Exercise -
Reproduce the records word for word, from the first line to the line containing "- the resource".

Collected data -
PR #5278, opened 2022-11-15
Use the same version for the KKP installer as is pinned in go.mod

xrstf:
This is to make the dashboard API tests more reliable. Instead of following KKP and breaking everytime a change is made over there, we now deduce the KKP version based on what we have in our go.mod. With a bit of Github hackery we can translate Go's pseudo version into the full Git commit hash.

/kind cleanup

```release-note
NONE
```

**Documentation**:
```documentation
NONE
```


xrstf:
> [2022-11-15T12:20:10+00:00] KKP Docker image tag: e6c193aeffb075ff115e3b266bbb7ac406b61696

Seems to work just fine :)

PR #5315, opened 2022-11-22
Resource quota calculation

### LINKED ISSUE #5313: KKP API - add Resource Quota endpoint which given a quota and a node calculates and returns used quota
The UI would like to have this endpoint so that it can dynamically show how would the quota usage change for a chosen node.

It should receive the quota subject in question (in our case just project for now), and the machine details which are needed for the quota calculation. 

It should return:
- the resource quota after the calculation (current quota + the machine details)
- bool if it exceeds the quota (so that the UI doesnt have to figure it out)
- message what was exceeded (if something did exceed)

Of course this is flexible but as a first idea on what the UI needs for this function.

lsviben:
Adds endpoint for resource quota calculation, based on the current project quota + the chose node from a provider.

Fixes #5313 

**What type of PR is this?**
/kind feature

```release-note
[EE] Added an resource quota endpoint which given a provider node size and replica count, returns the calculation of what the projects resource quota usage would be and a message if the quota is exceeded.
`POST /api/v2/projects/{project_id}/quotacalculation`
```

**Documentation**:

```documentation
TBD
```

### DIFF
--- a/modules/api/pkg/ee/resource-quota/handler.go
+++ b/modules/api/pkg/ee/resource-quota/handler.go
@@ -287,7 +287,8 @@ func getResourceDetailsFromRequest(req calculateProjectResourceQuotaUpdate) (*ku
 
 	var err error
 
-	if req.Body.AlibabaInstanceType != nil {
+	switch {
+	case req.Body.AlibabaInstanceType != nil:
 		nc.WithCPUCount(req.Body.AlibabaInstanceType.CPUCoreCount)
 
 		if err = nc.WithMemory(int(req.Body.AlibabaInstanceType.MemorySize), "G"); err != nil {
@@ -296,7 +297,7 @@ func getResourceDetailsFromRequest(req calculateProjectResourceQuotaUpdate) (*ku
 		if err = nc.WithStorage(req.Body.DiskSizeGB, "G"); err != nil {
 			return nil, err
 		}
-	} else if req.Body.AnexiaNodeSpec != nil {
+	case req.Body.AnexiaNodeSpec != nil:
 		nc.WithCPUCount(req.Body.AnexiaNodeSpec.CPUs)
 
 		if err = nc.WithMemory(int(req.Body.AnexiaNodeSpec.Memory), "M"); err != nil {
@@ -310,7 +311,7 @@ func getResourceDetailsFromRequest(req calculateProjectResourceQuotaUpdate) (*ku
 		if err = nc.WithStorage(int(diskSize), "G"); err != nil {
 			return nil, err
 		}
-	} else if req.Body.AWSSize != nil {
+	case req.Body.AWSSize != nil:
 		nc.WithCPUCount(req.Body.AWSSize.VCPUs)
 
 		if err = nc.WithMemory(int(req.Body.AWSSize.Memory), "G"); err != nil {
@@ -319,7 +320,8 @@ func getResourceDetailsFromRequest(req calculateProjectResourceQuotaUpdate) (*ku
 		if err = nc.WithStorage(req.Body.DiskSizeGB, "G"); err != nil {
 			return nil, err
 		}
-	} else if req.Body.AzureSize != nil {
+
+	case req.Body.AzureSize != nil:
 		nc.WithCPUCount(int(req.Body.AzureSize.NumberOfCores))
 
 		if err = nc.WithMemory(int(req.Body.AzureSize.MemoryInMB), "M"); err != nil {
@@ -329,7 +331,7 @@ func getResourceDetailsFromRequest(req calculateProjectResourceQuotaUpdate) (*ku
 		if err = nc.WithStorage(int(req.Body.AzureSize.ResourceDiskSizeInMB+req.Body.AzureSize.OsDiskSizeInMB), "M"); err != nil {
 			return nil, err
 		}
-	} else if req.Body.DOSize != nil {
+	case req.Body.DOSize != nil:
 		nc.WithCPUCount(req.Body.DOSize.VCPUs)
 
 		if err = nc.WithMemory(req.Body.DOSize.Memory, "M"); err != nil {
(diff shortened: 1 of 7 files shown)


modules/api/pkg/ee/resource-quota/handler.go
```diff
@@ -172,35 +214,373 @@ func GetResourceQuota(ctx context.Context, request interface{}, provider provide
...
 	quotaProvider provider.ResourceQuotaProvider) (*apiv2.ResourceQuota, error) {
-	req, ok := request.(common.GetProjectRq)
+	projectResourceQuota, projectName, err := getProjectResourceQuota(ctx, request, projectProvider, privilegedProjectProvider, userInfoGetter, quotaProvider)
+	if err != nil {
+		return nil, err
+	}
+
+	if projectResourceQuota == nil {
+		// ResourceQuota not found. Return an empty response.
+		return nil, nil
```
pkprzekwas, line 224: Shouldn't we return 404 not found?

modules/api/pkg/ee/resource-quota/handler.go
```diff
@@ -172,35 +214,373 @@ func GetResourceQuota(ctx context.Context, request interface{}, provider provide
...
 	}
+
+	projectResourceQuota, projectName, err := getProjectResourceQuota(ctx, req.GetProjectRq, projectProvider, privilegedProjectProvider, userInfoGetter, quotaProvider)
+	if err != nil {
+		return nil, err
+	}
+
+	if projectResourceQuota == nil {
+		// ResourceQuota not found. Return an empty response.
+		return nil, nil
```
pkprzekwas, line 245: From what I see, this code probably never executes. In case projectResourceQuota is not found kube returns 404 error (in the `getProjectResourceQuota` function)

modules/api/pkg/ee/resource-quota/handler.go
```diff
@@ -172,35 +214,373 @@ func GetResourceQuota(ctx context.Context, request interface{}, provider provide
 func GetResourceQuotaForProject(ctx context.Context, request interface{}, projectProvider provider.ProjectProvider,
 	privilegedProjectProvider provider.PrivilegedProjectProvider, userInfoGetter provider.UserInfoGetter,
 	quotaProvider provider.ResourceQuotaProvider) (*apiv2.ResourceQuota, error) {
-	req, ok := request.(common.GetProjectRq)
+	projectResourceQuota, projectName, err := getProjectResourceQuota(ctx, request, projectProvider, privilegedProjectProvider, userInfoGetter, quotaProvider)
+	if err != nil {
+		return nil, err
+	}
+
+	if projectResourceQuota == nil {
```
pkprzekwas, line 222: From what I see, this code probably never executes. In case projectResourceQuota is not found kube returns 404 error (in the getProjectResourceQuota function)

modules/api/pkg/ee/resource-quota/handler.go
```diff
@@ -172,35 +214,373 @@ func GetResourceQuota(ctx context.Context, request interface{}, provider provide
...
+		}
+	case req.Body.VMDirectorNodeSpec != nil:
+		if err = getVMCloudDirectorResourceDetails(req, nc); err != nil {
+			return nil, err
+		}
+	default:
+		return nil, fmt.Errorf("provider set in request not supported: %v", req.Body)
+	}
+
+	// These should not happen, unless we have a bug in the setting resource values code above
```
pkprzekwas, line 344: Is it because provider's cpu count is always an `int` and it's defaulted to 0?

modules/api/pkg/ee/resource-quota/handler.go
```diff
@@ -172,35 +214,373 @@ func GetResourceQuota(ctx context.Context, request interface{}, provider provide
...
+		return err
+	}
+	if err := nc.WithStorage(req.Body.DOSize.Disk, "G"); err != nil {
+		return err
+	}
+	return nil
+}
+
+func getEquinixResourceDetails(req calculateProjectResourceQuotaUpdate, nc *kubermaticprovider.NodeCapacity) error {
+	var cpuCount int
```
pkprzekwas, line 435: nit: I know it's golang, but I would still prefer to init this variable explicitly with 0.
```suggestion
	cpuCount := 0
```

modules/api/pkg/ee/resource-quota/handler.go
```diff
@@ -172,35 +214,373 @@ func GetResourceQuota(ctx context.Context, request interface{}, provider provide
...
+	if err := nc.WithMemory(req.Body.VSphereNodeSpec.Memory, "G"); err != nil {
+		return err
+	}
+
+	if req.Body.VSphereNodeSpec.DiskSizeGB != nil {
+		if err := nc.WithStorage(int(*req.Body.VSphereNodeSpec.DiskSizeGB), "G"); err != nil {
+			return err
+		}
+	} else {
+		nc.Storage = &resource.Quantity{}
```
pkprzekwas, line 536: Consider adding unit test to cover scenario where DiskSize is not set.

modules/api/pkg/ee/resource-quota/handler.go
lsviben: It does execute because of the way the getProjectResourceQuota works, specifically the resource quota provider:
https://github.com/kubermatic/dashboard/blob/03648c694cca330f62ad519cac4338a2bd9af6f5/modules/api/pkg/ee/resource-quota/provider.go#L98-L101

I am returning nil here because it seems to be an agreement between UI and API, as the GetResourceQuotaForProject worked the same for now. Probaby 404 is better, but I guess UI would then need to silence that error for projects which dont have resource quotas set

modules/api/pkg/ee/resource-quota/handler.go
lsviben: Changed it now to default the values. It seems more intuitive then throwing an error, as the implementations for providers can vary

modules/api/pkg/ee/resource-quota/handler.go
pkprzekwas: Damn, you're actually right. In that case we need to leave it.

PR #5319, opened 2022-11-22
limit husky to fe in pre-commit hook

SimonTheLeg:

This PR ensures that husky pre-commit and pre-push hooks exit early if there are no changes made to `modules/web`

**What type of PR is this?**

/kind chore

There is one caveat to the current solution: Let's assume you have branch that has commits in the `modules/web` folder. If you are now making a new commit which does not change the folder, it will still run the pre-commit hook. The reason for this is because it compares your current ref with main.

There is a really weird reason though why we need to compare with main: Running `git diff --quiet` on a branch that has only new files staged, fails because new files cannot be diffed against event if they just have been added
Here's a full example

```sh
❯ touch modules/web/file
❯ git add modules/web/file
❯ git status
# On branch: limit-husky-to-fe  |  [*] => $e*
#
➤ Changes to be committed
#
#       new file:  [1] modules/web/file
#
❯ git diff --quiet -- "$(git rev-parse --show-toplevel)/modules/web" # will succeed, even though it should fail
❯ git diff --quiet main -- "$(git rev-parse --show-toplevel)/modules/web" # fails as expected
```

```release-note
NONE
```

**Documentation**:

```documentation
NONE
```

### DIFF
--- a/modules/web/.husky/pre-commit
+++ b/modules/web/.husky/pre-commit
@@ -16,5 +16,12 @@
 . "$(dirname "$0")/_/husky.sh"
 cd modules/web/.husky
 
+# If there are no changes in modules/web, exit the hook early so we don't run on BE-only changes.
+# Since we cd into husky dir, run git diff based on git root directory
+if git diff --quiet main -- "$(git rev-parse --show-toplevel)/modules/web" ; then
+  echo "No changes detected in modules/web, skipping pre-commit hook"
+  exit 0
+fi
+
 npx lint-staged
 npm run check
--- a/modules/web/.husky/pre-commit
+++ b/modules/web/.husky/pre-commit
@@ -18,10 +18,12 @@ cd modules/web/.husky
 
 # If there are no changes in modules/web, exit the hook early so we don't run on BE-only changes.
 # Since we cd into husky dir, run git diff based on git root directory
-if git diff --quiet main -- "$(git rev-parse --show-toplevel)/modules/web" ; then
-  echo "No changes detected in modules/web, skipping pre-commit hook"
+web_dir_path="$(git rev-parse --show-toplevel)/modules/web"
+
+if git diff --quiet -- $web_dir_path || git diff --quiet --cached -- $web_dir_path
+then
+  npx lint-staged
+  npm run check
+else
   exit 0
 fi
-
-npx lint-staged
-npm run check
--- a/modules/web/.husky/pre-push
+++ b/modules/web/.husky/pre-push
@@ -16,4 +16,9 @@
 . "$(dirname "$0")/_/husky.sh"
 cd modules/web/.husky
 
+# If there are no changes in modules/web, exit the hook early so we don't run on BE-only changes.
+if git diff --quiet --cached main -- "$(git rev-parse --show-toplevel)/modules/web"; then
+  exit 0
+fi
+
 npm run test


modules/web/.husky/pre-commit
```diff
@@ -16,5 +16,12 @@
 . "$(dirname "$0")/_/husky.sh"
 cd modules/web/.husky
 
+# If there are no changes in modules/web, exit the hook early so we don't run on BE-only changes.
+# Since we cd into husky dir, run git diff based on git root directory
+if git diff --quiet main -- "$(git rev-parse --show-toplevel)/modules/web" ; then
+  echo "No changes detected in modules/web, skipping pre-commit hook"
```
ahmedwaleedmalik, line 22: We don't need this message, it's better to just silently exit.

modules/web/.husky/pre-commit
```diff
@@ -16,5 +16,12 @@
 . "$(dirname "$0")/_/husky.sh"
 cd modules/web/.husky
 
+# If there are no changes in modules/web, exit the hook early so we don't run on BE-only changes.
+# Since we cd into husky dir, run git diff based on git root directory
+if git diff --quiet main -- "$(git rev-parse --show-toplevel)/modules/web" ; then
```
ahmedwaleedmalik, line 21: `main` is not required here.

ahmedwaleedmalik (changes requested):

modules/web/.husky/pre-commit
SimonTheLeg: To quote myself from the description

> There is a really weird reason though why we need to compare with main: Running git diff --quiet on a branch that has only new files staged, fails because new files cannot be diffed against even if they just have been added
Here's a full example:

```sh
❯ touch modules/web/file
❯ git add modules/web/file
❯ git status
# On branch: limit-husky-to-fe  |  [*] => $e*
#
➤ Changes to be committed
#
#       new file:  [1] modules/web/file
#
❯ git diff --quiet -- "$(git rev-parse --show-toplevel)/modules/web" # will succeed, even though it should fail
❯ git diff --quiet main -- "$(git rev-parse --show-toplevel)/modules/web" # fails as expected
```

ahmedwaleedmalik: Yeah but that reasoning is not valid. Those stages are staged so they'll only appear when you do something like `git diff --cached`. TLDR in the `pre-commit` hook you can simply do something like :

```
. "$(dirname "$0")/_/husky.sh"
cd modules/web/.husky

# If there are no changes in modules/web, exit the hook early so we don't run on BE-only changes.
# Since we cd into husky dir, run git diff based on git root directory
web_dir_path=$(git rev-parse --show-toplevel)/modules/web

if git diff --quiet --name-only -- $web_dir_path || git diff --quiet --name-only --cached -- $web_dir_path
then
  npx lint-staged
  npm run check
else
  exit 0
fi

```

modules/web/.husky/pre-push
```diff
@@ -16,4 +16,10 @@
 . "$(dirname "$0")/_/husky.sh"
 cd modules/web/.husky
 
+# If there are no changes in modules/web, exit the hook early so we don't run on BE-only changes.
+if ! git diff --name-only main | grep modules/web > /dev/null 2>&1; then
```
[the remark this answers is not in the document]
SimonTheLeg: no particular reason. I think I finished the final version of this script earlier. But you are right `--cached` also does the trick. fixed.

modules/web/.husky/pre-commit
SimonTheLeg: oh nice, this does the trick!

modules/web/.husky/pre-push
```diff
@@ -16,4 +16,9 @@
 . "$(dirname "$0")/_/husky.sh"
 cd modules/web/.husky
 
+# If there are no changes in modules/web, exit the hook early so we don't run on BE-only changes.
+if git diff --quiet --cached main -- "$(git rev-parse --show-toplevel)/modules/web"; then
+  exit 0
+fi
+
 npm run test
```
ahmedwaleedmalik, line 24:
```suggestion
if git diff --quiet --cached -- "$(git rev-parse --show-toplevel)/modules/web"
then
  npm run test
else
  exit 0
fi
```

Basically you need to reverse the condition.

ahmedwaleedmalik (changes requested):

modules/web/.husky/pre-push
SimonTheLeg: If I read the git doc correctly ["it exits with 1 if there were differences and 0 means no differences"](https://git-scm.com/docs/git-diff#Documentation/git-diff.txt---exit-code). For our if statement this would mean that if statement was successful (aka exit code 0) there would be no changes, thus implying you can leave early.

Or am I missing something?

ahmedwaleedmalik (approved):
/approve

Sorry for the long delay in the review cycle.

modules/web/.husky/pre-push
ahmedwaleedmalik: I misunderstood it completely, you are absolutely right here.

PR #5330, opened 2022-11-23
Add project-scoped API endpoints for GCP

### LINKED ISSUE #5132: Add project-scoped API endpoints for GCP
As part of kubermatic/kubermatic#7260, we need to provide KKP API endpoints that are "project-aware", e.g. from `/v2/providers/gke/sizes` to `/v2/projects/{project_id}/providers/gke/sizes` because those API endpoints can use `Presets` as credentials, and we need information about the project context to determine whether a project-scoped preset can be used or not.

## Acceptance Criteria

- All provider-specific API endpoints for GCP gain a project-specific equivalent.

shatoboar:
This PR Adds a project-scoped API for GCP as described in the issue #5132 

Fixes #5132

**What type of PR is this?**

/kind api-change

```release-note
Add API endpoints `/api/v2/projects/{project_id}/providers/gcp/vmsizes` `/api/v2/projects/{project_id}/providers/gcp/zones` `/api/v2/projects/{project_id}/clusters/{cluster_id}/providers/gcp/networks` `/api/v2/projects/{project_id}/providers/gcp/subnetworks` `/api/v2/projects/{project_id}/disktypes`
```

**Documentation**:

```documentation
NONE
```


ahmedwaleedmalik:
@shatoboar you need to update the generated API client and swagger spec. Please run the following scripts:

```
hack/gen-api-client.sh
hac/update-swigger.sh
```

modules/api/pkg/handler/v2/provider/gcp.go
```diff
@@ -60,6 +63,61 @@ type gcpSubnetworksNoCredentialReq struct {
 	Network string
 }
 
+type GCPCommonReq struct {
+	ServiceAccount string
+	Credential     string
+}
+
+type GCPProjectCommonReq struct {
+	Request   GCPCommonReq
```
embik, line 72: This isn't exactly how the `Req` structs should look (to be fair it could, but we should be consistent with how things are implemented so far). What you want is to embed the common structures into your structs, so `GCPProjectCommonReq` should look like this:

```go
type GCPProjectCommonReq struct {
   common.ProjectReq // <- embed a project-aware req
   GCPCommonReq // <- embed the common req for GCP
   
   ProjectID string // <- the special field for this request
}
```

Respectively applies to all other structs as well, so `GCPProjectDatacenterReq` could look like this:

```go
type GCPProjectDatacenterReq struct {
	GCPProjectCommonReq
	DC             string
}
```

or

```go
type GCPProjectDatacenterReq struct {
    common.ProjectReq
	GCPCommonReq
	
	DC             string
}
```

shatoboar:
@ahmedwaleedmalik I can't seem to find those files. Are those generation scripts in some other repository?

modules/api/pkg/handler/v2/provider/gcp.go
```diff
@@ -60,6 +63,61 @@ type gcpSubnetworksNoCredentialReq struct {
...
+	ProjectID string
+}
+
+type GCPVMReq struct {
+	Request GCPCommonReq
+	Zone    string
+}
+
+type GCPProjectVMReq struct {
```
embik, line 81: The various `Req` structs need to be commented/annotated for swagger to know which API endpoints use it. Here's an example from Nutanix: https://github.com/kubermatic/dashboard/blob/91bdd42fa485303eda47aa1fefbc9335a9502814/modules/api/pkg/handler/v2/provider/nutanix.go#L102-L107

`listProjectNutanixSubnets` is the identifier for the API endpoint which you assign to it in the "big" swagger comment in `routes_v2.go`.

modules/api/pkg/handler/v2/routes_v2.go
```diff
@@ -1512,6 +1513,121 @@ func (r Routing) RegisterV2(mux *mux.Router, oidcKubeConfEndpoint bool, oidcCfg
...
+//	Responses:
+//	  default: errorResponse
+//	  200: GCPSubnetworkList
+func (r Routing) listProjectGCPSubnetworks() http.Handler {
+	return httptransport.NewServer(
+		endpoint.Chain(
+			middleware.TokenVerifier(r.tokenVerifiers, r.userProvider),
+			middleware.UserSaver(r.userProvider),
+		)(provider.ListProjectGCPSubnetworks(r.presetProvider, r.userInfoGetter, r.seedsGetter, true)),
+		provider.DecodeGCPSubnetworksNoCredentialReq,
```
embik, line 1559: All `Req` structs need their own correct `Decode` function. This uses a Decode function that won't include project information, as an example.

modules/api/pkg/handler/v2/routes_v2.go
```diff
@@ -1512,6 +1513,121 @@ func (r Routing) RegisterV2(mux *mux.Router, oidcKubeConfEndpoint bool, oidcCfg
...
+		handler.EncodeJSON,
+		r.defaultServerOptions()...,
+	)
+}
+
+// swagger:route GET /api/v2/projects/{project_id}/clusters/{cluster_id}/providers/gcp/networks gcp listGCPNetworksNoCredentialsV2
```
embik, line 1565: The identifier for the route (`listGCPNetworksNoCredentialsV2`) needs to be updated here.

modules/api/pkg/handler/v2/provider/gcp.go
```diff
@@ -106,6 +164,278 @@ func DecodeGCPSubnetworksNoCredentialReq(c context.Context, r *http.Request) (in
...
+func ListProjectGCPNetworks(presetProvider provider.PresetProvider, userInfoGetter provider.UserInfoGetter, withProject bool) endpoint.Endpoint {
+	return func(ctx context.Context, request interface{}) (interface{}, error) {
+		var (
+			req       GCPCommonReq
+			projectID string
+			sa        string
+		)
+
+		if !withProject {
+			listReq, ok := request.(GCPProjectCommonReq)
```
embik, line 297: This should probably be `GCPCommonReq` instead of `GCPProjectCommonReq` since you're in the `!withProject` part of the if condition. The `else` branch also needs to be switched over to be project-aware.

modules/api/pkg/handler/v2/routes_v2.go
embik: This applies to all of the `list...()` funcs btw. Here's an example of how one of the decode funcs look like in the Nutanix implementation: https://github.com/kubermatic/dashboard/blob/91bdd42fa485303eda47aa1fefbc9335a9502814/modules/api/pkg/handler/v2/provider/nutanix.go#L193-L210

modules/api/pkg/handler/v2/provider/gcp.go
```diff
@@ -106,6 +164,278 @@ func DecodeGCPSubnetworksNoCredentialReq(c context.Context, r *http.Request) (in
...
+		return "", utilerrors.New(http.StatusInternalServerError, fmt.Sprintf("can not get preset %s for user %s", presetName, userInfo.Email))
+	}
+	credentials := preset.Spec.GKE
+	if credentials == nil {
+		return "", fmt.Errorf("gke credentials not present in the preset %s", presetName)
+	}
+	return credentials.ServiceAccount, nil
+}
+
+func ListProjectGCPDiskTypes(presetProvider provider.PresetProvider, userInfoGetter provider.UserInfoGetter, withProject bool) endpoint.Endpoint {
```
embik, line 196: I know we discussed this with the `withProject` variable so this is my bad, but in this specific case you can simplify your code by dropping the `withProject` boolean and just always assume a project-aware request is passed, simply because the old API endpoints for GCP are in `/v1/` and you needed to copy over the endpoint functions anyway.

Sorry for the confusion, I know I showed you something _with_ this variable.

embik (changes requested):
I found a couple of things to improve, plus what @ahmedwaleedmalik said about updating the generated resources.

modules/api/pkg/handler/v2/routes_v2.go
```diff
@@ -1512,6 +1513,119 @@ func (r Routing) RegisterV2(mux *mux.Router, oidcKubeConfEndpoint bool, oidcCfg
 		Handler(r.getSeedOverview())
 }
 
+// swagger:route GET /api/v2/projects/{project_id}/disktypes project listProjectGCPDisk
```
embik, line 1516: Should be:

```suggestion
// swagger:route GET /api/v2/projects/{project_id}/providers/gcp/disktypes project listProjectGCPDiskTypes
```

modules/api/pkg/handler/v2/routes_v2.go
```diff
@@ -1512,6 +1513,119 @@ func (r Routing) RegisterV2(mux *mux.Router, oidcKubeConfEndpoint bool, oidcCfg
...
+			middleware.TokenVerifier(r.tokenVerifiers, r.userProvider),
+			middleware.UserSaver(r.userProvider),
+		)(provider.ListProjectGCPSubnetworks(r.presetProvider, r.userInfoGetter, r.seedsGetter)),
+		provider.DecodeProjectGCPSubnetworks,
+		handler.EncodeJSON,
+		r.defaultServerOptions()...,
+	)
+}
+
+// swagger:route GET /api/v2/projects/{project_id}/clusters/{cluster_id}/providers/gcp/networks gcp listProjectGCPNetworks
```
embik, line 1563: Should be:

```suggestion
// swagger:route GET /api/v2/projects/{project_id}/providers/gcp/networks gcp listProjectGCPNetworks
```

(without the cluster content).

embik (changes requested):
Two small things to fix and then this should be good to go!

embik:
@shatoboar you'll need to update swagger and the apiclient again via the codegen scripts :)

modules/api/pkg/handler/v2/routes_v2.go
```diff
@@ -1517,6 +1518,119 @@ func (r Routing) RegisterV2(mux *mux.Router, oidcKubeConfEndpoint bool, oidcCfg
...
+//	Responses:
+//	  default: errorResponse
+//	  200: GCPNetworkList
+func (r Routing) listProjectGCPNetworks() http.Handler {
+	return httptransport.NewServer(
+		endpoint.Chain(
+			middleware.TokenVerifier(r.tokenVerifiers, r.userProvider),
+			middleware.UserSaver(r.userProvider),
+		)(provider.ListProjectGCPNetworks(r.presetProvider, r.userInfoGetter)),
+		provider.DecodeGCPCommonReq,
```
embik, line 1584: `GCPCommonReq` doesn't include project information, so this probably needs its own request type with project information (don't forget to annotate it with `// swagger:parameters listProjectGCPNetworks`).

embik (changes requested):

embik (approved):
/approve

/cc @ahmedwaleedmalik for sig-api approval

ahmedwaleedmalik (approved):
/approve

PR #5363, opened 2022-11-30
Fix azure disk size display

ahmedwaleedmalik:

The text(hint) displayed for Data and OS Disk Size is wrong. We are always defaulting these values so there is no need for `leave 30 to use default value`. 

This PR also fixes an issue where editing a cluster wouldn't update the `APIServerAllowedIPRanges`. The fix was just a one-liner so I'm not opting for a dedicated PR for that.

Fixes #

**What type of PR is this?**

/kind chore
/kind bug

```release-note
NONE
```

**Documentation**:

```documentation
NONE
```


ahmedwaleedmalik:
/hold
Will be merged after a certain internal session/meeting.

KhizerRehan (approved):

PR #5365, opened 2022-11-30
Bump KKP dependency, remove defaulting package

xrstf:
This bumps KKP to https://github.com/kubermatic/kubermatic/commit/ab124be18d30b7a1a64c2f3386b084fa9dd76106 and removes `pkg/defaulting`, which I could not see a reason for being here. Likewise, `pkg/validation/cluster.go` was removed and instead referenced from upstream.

Answer for the task -
PR #5278, opened 2022-11-15
Use the same version for the KKP installer as is pinned in go.mod

xrstf:
This is to make the dashboard API tests more reliable. Instead of following KKP and breaking everytime a change is made over there, we now deduce the KKP version based on what we have in our go.mod. With a bit of Github hackery we can translate Go's pseudo version into the full Git commit hash.

/kind cleanup

```release-note
NONE
```

**Documentation**:
```documentation
NONE
```


xrstf:
> [2022-11-15T12:20:10+00:00] KKP Docker image tag: e6c193aeffb075ff115e3b266bbb7ac406b61696

Seems to work just fine :)

PR #5315, opened 2022-11-22
Resource quota calculation

### LINKED ISSUE #5313: KKP API - add Resource Quota endpoint which given a quota and a node calculates and returns used quota
The UI would like to have this endpoint so that it can dynamically show how would the quota usage change for a chosen node.

It should receive the quota subject in question (in our case just project for now), and the machine details which are needed for the quota calculation. 

It should return:
- the resource quota after the calculation (current quota + the machine details)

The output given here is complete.